WHAT IS REQUIRED: Each line in the entries below that holds the word "across" belongs in the answer.

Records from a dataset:
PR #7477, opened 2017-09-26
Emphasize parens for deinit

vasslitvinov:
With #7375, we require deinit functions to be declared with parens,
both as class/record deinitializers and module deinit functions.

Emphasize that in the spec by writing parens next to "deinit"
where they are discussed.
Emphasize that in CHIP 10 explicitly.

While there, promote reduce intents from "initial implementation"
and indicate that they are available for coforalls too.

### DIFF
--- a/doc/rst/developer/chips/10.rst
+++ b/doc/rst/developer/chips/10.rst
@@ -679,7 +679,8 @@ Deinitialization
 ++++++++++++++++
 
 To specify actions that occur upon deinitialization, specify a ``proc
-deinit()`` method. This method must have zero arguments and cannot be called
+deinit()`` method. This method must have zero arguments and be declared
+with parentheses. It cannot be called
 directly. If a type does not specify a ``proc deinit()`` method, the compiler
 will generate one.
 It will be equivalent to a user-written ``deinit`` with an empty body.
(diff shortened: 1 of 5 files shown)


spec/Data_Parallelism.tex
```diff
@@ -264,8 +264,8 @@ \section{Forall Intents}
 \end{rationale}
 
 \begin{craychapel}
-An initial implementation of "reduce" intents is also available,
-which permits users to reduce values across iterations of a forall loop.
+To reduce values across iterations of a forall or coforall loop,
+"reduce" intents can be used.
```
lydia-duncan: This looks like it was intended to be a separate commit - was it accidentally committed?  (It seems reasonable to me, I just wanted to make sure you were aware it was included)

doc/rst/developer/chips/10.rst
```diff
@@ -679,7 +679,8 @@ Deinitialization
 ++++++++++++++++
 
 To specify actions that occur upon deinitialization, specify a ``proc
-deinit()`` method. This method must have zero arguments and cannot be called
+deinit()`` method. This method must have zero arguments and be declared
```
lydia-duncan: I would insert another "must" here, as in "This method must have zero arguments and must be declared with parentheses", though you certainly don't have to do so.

==

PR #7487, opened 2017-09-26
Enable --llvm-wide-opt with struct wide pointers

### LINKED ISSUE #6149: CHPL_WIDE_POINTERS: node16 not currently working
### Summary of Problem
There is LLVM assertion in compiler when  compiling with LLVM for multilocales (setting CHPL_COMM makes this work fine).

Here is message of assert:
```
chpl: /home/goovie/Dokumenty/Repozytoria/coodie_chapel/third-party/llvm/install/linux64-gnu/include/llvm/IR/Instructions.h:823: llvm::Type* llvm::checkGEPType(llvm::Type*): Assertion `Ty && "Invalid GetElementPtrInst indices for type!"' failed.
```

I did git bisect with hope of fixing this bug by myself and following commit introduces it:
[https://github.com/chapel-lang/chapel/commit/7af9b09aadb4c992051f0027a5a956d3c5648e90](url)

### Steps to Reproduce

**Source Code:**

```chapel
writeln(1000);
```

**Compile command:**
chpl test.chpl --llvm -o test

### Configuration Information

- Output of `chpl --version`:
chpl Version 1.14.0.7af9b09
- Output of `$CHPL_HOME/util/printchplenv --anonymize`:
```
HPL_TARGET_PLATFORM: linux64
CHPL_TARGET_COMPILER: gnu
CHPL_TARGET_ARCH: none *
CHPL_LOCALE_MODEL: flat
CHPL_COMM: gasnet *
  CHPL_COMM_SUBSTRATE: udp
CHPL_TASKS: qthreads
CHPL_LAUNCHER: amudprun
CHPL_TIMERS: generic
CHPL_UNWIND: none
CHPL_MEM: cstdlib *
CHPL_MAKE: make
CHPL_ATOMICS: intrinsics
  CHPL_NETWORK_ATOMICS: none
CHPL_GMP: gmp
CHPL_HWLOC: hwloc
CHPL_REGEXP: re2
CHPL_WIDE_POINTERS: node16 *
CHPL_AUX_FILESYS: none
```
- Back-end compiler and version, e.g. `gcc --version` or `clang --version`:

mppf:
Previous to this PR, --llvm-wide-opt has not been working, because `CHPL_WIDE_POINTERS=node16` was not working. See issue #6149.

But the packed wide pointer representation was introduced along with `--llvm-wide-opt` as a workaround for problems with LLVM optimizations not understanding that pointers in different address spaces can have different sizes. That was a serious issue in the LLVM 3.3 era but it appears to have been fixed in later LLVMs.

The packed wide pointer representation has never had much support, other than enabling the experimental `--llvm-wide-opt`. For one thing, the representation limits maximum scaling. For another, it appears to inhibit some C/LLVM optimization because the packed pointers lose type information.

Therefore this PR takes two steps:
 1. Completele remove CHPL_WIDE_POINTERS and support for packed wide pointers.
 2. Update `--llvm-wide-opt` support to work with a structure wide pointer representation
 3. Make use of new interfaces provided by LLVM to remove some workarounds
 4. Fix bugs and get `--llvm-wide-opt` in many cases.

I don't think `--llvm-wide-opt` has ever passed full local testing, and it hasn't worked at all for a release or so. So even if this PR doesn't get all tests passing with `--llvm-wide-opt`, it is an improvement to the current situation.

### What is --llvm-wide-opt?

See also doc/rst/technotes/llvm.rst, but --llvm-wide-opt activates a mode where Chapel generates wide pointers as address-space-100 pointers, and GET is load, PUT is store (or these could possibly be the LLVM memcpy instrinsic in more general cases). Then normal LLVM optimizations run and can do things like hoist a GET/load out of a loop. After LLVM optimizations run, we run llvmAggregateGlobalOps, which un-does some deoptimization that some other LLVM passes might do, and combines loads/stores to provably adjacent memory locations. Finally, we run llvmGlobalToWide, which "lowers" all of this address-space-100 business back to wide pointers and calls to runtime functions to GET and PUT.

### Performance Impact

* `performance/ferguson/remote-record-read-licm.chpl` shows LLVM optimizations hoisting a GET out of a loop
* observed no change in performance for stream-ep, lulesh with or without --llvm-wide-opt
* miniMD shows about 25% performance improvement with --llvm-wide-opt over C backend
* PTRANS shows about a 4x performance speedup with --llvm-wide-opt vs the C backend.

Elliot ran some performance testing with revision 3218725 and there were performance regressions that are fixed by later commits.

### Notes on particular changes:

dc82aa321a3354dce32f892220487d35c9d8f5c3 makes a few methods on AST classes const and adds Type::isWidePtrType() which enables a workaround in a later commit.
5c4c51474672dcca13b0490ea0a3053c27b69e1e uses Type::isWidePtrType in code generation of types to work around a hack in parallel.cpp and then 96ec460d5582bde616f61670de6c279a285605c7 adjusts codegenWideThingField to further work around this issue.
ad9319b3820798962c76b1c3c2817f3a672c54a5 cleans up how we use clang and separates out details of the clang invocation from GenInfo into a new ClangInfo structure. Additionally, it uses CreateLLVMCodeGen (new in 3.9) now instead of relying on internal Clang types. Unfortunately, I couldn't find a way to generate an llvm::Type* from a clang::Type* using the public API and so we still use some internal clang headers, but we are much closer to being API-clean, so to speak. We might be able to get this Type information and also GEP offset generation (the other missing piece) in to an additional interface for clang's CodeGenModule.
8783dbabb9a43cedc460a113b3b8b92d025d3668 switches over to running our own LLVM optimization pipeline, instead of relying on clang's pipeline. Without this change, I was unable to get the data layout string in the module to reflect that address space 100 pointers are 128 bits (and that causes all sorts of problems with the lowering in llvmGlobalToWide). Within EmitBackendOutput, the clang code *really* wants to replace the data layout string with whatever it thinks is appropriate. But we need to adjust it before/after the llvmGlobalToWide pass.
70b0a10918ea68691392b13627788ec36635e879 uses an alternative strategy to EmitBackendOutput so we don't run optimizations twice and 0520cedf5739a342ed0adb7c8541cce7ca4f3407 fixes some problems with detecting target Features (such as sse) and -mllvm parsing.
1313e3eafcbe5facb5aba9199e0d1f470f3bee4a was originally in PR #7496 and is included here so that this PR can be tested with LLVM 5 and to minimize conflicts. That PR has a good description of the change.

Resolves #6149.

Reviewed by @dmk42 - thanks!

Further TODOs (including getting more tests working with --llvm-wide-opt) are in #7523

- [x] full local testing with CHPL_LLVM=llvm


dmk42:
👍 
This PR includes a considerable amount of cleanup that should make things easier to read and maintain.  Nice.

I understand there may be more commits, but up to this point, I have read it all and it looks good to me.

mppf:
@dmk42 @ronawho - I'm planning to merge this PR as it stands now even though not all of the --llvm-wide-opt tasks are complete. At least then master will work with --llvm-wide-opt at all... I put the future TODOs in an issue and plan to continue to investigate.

==

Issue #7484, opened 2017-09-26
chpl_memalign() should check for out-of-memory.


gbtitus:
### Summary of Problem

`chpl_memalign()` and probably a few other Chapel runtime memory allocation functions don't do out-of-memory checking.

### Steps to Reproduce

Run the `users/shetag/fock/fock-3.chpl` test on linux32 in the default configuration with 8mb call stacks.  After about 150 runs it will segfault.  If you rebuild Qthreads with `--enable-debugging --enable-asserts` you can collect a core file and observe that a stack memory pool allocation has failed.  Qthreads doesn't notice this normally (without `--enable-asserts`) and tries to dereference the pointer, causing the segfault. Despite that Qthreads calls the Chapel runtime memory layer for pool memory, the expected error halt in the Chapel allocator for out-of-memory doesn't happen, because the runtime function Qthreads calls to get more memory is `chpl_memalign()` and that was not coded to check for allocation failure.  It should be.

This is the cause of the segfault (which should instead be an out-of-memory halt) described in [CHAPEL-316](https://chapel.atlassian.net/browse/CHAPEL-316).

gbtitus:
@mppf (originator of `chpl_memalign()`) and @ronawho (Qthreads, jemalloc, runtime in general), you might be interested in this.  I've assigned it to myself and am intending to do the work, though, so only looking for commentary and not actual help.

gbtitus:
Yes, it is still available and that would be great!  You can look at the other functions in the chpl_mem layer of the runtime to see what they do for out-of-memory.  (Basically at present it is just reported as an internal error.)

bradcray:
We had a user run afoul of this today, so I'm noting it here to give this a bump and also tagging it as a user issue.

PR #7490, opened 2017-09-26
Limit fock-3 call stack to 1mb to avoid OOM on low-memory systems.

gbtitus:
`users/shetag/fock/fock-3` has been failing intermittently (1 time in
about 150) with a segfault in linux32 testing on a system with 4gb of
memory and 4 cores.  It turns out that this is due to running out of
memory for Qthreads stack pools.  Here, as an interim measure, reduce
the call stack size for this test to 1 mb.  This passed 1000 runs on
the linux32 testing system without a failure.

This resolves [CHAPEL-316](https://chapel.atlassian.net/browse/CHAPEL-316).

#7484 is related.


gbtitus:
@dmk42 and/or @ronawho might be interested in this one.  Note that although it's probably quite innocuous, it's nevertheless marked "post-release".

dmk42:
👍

WRITTEN REPLY:
-which permits users to reduce values across iterations of a forall loop.
+To reduce values across iterations of a forall or coforall loop,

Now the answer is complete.